There are hints of Augusta this week, beyond both courses’ Southern charm. Quail Hollow, which will host the 2017 PGA Championship, is lush and perfectly manicured. Trees are encircled by pine straw. Even the Mercedes-Benz courtesy cars are identical models.

“It’s a good golf course,” Westwood said. “You have to be on your game. If you are, you can score well, and if you’re not, you get penalized.”

McIlroy preceded his 2011 U.S. Open victory with a win here in 2010, a victory capped by a final-round 62. Lucas Glover, the 2009 U.S. Open champion, won here last year. Six of the nine winners here have won a major championship.

Mickelson is not among that group. He called his Masters “great” in spite of his inability to win a fourth green jacket. “On the weekend, I felt I played about as well as I ever have,” he said. Of course, that was undone by his disaster at No. 4, his only over-par hole in the final two rounds. “Unfortunately (the tee shot) hit the metal rail and went 30 yards left into trees, and it happens,” he said. “But I take a lot of positives away from the Masters because of the way I played thereafter, before and on Saturday.”

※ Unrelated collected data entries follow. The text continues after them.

PR #1195, opened 2025-08-29
Update docker-image.yml

dragonruler1000:
Making it so the Dockerfile is actually compressed not just put in a archive.

### DIFF
--- a/.github/workflows/docker-image.yml
+++ b/.github/workflows/docker-image.yml
@@ -29,4 +29,4 @@ jobs:
         GITHUB_TOKEN: ${{ secrets.GITHUB_TOKEN }}
       run: |
         gh release upload ${{ github.event.release.tag_name }} \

Westwood is playing this week without his regular caddie, Billy Foster, who suffered a knee injury while playing soccer Monday. Westwood said Foster plans to return before the U.S. Open.

McIlroy is playing five of the next seven weeks in preparation for his U.S. Open defense: here, the Players Championship, the BMW PGA Championship, Memorial and U.S. Open. He preceded this stretch with just one start – at the Masters – in the past seven weeks. He left his clubs in the United States during a two-week trip to Europe. He spent the past week in Florida with his swing coach, Michael Bannon. Their focus was making McIlroy more comfortable with moving his tee shots both ways. “I struggled to hit the ball right-to-left at Augusta,” McIlroy said.

Accurate driving will be important here, as well. That’s always the case at a world-class event.